The answer must consist of each line below that holds the word "jQuery", copied as it stands.

Saved entries

______

PR #538, opened 2018-06-26
EZP-29179: Implement permissions for "Content/Hide"

mikadamczyk:
| Question      | Answer
| ------------- | ---
| Tickets       | https://jira.ez.no/browse/EZP-29179
| Bug fix?      |no
| New feature?  | yes
| BC breaks?    |no
| Tests pass?   | yes
| Doc needed?   |no

In addition we added ajax request to change location visibility

screen shot 2018-06-26 at 1 18 11 pm

#### Checklist:
- [x] Ready for Code Review

### DIFF
--- a/src/bundle/Controller/LocationController.php
+++ b/src/bundle/Controller/LocationController.php
@@ -13,7 +13,6 @@ use eZ\Publish\API\Repository\ContentTypeService;
 use eZ\Publish\API\Repository\LocationService;
 use eZ\Publish\API\Repository\PermissionResolver;
 use eZ\Publish\API\Repository\TrashService;
-use eZ\Publish\API\Repository\Values\Content\Location;
 use eZ\Publish\API\Repository\Values\Content\LocationUpdateStruct;
 use eZ\Publish\Core\Base\Exceptions\InvalidArgumentException;
 use EzSystems\EzPlatformAdminUi\Form\Data\Content\Location\ContentLocationAddData;
@@ -476,14 +475,30 @@ class LocationController extends Controller
         if ($form->isSubmitted() && $form->isValid()) {
             $data = $form->getData();
 
+            /** @var \eZ\Publish\API\Repository\Values\Content\Location $location */
             $location = $data->getLocation();
             $hidden = $data->getHidden();
 
             try {
+                /** @var \eZ\Publish\API\Repository\Values\Content\ContentInfo $contentInfo */
+                $contentInfo = $location->getContentInfo();
+
                 if ($hidden) {
                     $this->locationService->hideLocation($location);
+                    $message = $this->translator->trans(
+                        /** @Desc("Location '%name%' hidden.") */
+                        'location.update_success.success.hidden',
+                        ['%name%' => $contentInfo->name],
+                        'location'
+                    );
                 } else {
                     $this->locationService->unhideLocation($location);
+                    $message = $this->translator->trans(
+                        /** @Desc("Location '%name%' unhidden.") */
+                        'location.update_success.success.unhidden',
+                        ['%name%' => $contentInfo->name],
+                        'location'
+                    );
                 }
             } catch (APIRepositoryUnauthorizedException $e) {
                 return new JsonResponse(['errors' => [$e->getMessage()]], Response::HTTP_UNAUTHORIZED);
@@ -497,7 +512,7 @@ class LocationController extends Controller
             return new JsonResponse(['errors' => $errors], Response::HTTP_UNPROCESSABLE_ENTITY);
         }
 
-        return new JsonResponse();
+        return new JsonResponse(['message' => $message]);
     }
 
     /**
--- a/src/bundle/Controller/LocationController.php
+++ b/src/bundle/Controller/LocationController.php
@@ -11,8 +11,9 @@ namespace EzSystems\EzPlatformAdminUiBundle\Controller;
 use eZ\Publish\API\Repository\ContentService;
 use eZ\Publish\API\Repository\ContentTypeService;
 use eZ\Publish\API\Repository\LocationService;
+use eZ\Publish\API\Repository\PermissionResolver;
 use eZ\Publish\API\Repository\TrashService;
-use eZ\Publish\API\Repository\Values\Content\ContentInfo;
+use eZ\Publish\API\Repository\Values\Content\Location;
 use eZ\Publish\API\Repository\Values\Content\LocationUpdateStruct;
 use eZ\Publish\Core\Base\Exceptions\InvalidArgumentException;
 use EzSystems\EzPlatformAdminUi\Form\Data\Content\Location\ContentLocationAddData;
@@ -21,7 +22,6 @@ use EzSystems\EzPlatformAdminUi\Form\Data\Location\LocationCopyData;
 use EzSystems\EzPlatformAdminUi\Form\Data\Location\LocationCopySubtreeData;
 use EzSystems\EzPlatformAdminUi\Form\Data\Location\LocationMoveData;
 use EzSystems\EzPlatformAdminUi\Form\Data\Location\LocationSwapData;
-use EzSystems\EzPlatformAdminUi\Form\Data\Location\LocationUpdateVisibilityData;
 use EzSystems\EzPlatformAdminUi\Form\Data\Location\LocationTrashData;
 use EzSystems\EzPlatformAdminUi\Form\Data\Location\LocationUpdateData;
 use EzSystems\EzPlatformAdminUi\Form\Factory\FormFactory;
@@ -29,13 +29,12 @@ use EzSystems\EzPlatformAdminUi\Form\SubmitHandler;
 use EzSystems\EzPlatformAdminUi\Notification\NotificationHandlerInterface;
 use EzSystems\EzPlatformAdminUi\Tab\LocationView\DetailsTab;
 use EzSystems\EzPlatformAdminUi\Tab\LocationView\LocationsTab;
+use Symfony\Component\HttpFoundation\JsonResponse;
 use Symfony\Component\HttpFoundation\RedirectResponse;
 use Symfony\Component\HttpFoundation\Request;
 use Symfony\Component\HttpFoundation\Response;
-use Symfony\Component\OptionsResolver\Exception\InvalidOptionsException;
 use Symfony\Component\Translation\TranslatorInterface;
 use eZ\Publish\API\Repository\Exceptions\UnauthorizedException as APIRepositoryUnauthorizedException;
-use Symfony\Component\Translation\Exception\InvalidArgumentException as TranslationInvalidArgumentException;
 
 class LocationController extends Controller
 {
@@ -63,6 +62,9 @@ class LocationController extends Controller
     /** @var \EzSystems\EzPlatformAdminUi\Form\SubmitHandler */
     private $submitHandler;
 
+    /** @var \eZ\Publish\API\Repository\PermissionResolver */
+    private $permissionResolver;
+
     /**
      * @param \EzSystems\EzPlatformAdminUi\Notification\NotificationHandlerInterface $notificationHandler
      * @param \Symfony\Component\Translation\TranslatorInterface $translator
@@ -72,6 +74,7 @@ class LocationController extends Controller
      * @param \eZ\Publish\API\Repository\TrashService $trashService
      * @param \EzSystems\EzPlatformAdminUi\Form\Factory\FormFactory $formFactory
      * @param \EzSystems\EzPlatformAdminUi\Form\SubmitHandler $submitHandler
+     * @param \eZ\Publish\API\Repository\PermissionResolver $permissionResolver
      */
     public function __construct(
         NotificationHandlerInterface $notificationHandler,
@@ -81,7 +84,8 @@ class LocationController extends Controller
         ContentService $contentService,
         TrashService $trashService,
         FormFactory $formFactory,
-        SubmitHandler $submitHandler
+        SubmitHandler $submitHandler,
+        PermissionResolver $permissionResolver
     ) {
         $this->notificationHandler = $notificationHandler;
         $this->translator = $translator;
@@ -91,14 +95,13 @@ class LocationController extends Controller
         $this->trashService = $trashService;
         $this->formFactory = $formFactory;
         $this->submitHandler = $submitHandler;
+        $this->permissionResolver = $permissionResolver;
     }
 
     /**
-     * @param Request $request
+     * @param \Symfony\Component\HttpFoundation\Request $request
      *
-     * @return Response
-     *
-     * @throws InvalidArgumentException
+     * @return \Symfony\Component\HttpFoundation\Response
      */
     public function moveAction(Request $request): Response
     {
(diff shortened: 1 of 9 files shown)


lserwatka:
@sunpietro @dew326 we need frontend code review here.

src/bundle/Resources/public/js/scripts/services/notification.service.js
```diff
@@ -0,0 +1,93 @@
...
+     * Dispatches danger notification event
+     *
+     * @function showErrorNotification
+     * @param {Error} error
+     */
+    const showErrorNotification = (error) => {
+        showDangerNotification(error.message);
+    };
+
+    eZ.services = eZ.services || {};
```
dew326: I don't know if `services` is an accurate name. Maybe `helpers`?

src/bundle/Resources/public/js/scripts/admin.location.visibility.js
```diff
@@ -1,12 +1,36 @@
...
+        const isHiddenNumberValue = !isVisible ? 1 : 0;
+        const changeVisibilityLink = window.Routing.generate('ezplatform.location.hide', { locationId, hidden: isHiddenNumberValue });
 
-    [...doc.querySelectorAll('.ez-checkbox-icon__checkbox')].forEach(checkbox => checkbox.addEventListener('change', updateVisibility, false));
+        fetch(changeVisibilityLink, fetchInit)
+            .then(handleUpdateResponse(event))
+            .catch(handleUpdateError);
+    };
+
+    for (const checkbox of visibilityCheckboxes) {
```
dew326: Why not old fashion `forEach`? :)

src/bundle/Resources/public/js/scripts/admin.location.visibility.js
```diff
@@ -1,12 +1,36 @@
...
+        throw new Error(response.statusText);
+    };
+    const updateVisibility = (event) => {
+        const { value: locationId, checked: isVisible } = event.target;
+        const isHiddenNumberValue = !isVisible ? 1 : 0;
+        const changeVisibilityLink = window.Routing.generate('ezplatform.location.hide', { locationId, hidden: isHiddenNumberValue });
 
-    [...doc.querySelectorAll('.ez-checkbox-icon__checkbox')].forEach(checkbox => checkbox.addEventListener('change', updateVisibility, false));
+        fetch(changeVisibilityLink, fetchInit)
+            .then(handleUpdateResponse(event))
```
dew326: Why not just `handleUpdateResponse.bind(null, event)`?

src/bundle/Resources/config/routing.yml
```diff
@@ -479,6 +479,16 @@ ezplatform.location.update_visibility:
     defaults:
         _controller: 'EzPlatformAdminUiBundle:Location:updateVisibility'
 
+ezplatform.location.hide:
```
dew326: I think `hide` is not an accurate name.

src/bundle/Resources/public/js/scripts/admin.location.visibility.js
```diff
@@ -1,12 +1,36 @@
...
+    const fetchInit = {
+        credentials: 'same-origin',
+    };
+    const visibilityCheckboxes = [...doc.querySelectorAll(SELECTOR_VISIBILITY_CHECKBOXES)];
 
-        doc.querySelector('#location_update_visibility_data_location').value = event.target.value;
-        doc.querySelector('#location_update_visibility_data_hidden').checked = !event.target.checked;
+    const onVisibilityUpdated = (event) => {
+        const { target } = event;
+        const { checked: isHidden } = target;
```
sunpietro: Do you want set a default value if none exists?

src/bundle/Resources/public/js/scripts/admin.location.visibility.js
```diff
@@ -1,12 +1,36 @@
...
+(function(global, doc) {
+    const SELECTOR_VISIBILITY_CHECKBOXES = '#ez-tab-location-view-locations .ez-checkbox-icon__checkbox';
+    const fetchInit = {
+        credentials: 'same-origin',
+    };
+    const visibilityCheckboxes = [...doc.querySelectorAll(SELECTOR_VISIBILITY_CHECKBOXES)];
 
-        doc.querySelector('#location_update_visibility_data_location').value = event.target.value;
-        doc.querySelector('#location_update_visibility_data_hidden').checked = !event.target.checked;
+    const onVisibilityUpdated = (event) => {
```
sunpietro: `({ target }) => {`

src/bundle/Resources/public/js/scripts/admin.location.visibility.js
```diff
@@ -1,12 +1,36 @@
...
+        const { target } = event;
+        const { checked: isHidden } = target;
 
-        doc.querySelector('form[name="location_update_visibility_data"]').submit();
-    }
+        target.closest('.ez-checkbox-icon').classList.toggle('is-checked', isHidden);
+    };
+    const handleUpdateError = global.eZ.services.notification.showErrorNotification;
+    const handleUpdateResponse = (event) => (response) => {
```
sunpietro: Is it intentional? You created a higher order function. Function that returns function.

src/bundle/Resources/public/js/scripts/admin.location.visibility.js
```diff
@@ -1,12 +1,36 @@
...
+        if (response.status === 200) {
```
dew326: I would do it in opposite way in the `if` checked if there is an error and did `return`.

src/bundle/Controller/LocationController.php
```diff
@@ -485,6 +483,9 @@ public function updateVisibilityAction(Request $request): Response
         if ($form->isSubmitted() && $form->isValid()) {
             $result = $this->submitHandler->handle($form, function (LocationUpdateVisibilityData $data) use ($contentInfo) {
                 $location = $data->getLocation();
+
+                $this->canUserHideLocation($location);
```
Nattfarinn: Don't use "breakpoint"-like methods (no return value with exception in case of failure). There is need to wrap this simple `if` here.

src/bundle/Resources/public/js/scripts/admin.location.visibility.js
tischsoic: Yes, it's intentional.

src/bundle/Resources/public/js/scripts/admin.location.visibility.js
tischsoic: I think that this: `handleUpdateResponse(event)` is more clear than this: `handleUpdateResponse.bind(null, event)`.
In my opinion `bind` don't express well intention of applying one argument to the function. Higher order functions are better IMO.

src/bundle/Resources/public/js/scripts/services/notification.service.js
tischsoic: I was thinking about this and I actually searched for an answer on the Internet and I encountered this thread:
https://softwareengineering.stackexchange.com/questions/132067/difference-between-a-service-class-and-a-helper-class

The top answer says: 
> A Service class/interface provides a way of a client to interact with some functionality in the application.
and for me this code, which is sending notifications does that, "provides a way of a client to interact with some functionality in the application".
If you have better definition etc. I would gladly see it because I really want to name it correctly. :)

A helper for me would be e.g. a set of functions generating `CustomEvent`s but not dispatching it to the DOM.

src/bundle/Resources/public/js/scripts/admin.location.visibility.js
sunpietro: Please, remove empty line above the `const onVisibilityUpdated`

src/bundle/Resources/public/js/scripts/admin.location.visibility.js
sunpietro: Please, use binding instead.

src/bundle/Resources/public/js/scripts/admin.location.visibility.js
```diff
@@ -1,12 +1,36 @@
...
+            onVisibilityUpdated(event);
+            return;
+        }
+
+        throw new Error(response.statusText);
+    };
+    const updateVisibility = (event) => {
```
sunpietro: `const updateVisibility = ({ value: locationId, checked: isVisible }) => {`

src/bundle/Resources/public/js/scripts/admin.location.visibility.js
sunpietro: It's not a common approach in our codebase to use HoF. I'd stick with current approach and use `.bind()` function instead.

src/bundle/Resources/public/js/scripts/services/notification.service.js
```diff
@@ -0,0 +1,93 @@
...
+
+    /**
+     * Dispatches notification event
+     *
+     * @function showNotification
+     * @param {Object} detail
+     */
+    const showNotification = (detail) => {
+        const event = new CustomEvent('ez-notify', {
+            detail,
```
sunpietro: It can be in the same line  with the `event` variable declaration

sunpietro: What's more, you don't even need this variable and make the whole `const showNotification` function declaration in one line.

src/bundle/Resources/public/js/scripts/services/notification.service.js
sunpietro: IMO, a service is meant to manage data.

lserwatka:
@tischsoic @sunpietro please reach the conclusion on the implementation details in private. We MUST merge this PR today!

src/bundle/Resources/public/js/scripts/admin.location.visibility.js
tischsoic: Why?

src/bundle/Resources/public/js/scripts/admin.location.visibility.js
tischsoic: Should I? I think that there is no default value in this case.

src/bundle/Resources/public/js/scripts/admin.location.visibility.js
tischsoic: The `event` is passed to `handleUpdateResponse` so it is rather impossible to write it like that.

src/bundle/Resources/public/js/scripts/services/notification.service.js
tischsoic: @sunpietro , can you provide some reference?

src/bundle/Resources/public/js/scripts/admin.location.visibility.js
tischsoic: OK, I saw comment below.

src/bundle/Resources/public/js/scripts/admin.location.visibility.js
tischsoic: OK, this is some argument. 
I accept it, consistency is important, but do you have any other arguments against using HoF in such cases? I am just asking from pure curiosity about good practices. :)

dew326: There is no point to create some workarounds if something is native in JS. 
This is about using `.bind()` vs using imitation of `bind`.

src/bundle/Resources/public/js/scripts/admin.location.visibility.js
dew326: As discussed in private. There is no point to avoid side effects in this case and with `forEach` the code would be simpler.

src/bundle/Controller/LocationController.php
```diff
@@ -465,72 +464,48 @@ public function addAction(Request $request): Response
...
             }
+
+            return new JsonResponse(['errors' => $errors], Response::HTTP_UNPROCESSABLE_ENTITY);
         }
 
-        return $this->redirect($this->generateUrl('_ezpublishLocation', [
-            'locationId' => $contentInfo->mainLocationId,
-            '_fragment' => LocationsTab::URI_FRAGMENT,
-        ]));
+        return new JsonResponse();
```
dew326: I think this should return some `success` and ideally some text for the `success` notification.

src/bundle/Resources/views/content/locationview.html.twig
```diff
@@ -110,6 +110,7 @@
 
 {% block javascripts %}
     {%  javascripts
+        '@EzPlatformAdminUiBundle/Resources/public/js/scripts/services/notification.service.js'
```
dew326: I think this should be in `layout.html.twig` to make this global not only for `content structure`.

src/bundle/Resources/public/js/scripts/admin.location.visibility.js
```diff
@@ -1,12 +1,35 @@
...
+
+        onVisibilityUpdated(event);
+    };
+    const updateVisibility = (event) => {
         doc.querySelector('#location_update_visibility_data_location').value = event.target.value;
         doc.querySelector('#location_update_visibility_data_hidden').checked = !event.target.checked;
 
-        doc.querySelector('form[name="location_update_visibility_data"]').submit();
-    }
+        $.ajax({
```
dew326: ?!

lserwatka:
@dew326 @sunpietro can we merge it now?

dew326:
Not with `jQuery` used for ajax request.

tischsoic:
I removed jQuery in last commit. @dew326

______

§ **ANSWER SECTION**:
Not with `jQuery` used for ajax request.
I removed jQuery in last commit. @dew326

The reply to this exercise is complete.